[This post originally appeared on the XiFi blog – ICCLab@ZHAW is a partner in XiFi and is responsible for operating the Zurich node.]
As with any open compute systems, security is a serious issue which cannot be taken lightly. XiFi takes security seriously and has regular reviews of security issues which arise during node operations.
As well as being reactive to specific incidents, proper security processes require regular upgrading and patching of systems. The Venom threat which was announced in April is real for many of the systems in XiFi as the KVM hypervisor is quite widely used. Consequently, it was necessary to upgrade systems to secure them against this threat. Here we offer a few points on our experience with this quite fundamental upgrade.
The Venom vulnerability exploits a weakness in the Floppy Disk Controller in qemu. Securing systems against Venom requires upgrading to a newer version of qemu (terminating any existing qemu processes and typically restarting the host). In an operational KVM-based system, the VMs are running in qemu environments so a simple qemu upgrade without terminating existing qemu process does not remove the vulnerability; for this reason, upgrading the system with minimal user impact is a little complex.

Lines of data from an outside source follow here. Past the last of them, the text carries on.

PR #2137, opened 2019-12-02
Changed Class.getClass.getClassLoader() and object.getClass().getClas…

beargiles:
…sLoader()

to use Thread.currentThread().getContextClassLoader() instead. The reason for
this is that it allows the use of parameterized tests where, for instance, we
want to check the behavior of our code when using multiple versions of the
JDBC driver.

That's not possible with the current approach since it will only
allow the use of a driver in the classpath. With the change the
developer can create a new URLClassLoader that points to the specific
JDBC driver and set it with Thread.currentThread().setContextClassLoader().

An alternative is modifying the JDBC container so it will accept a Driver
instance. This could be done in addition to this change.

### DIFF
--- a/core/src/main/java/org/testcontainers/dockerclient/AuditLoggingDockerClient.java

Our basic approach to perform the upgrade involved evacuating a single host – moving all VMs on that host to other hosts in the system – and then performing the upgrade on that system. As Openstack is not a bulletproof platform as yet, we did this with caution, moving VMs one by one, ensuring that VMs were not affected by the move (by checking network connectivity for those that had public IP address and checking the console for a sample of the remainder). We used the block migration mechanism supported by Openstack – even though this can be somewhat less efficient (depending on configuration), it is more widely applicable and does not require setup of NFS shares between hosts. Overall, this part of the process was quite time-consuming.
Once all VMs had been moved from a host, it was relatively straightforward to upgrade qemu. As we had deployed our node using Mirantis Fuel, we followed the instructions provided by Mirantis to perform the upgrade. For us, there were a couple of points missing in this documentation – there were more package dependencies (not so many – about 10) which we had to install manually from the Mirantis repo. Also, for a deployment with Fuel 5.1.1 (which we had), the documentation erroneously omits an upgrade to one important process – qemu-kvm. Once we had downloaded and installed the packages manually (using dpkg), we could reboot the system and it was then secure.
In this manner, we upgraded all of our hosts and service to the users was not impacted (as far as we know)…and now we wait for the next vulnerability to be discovered!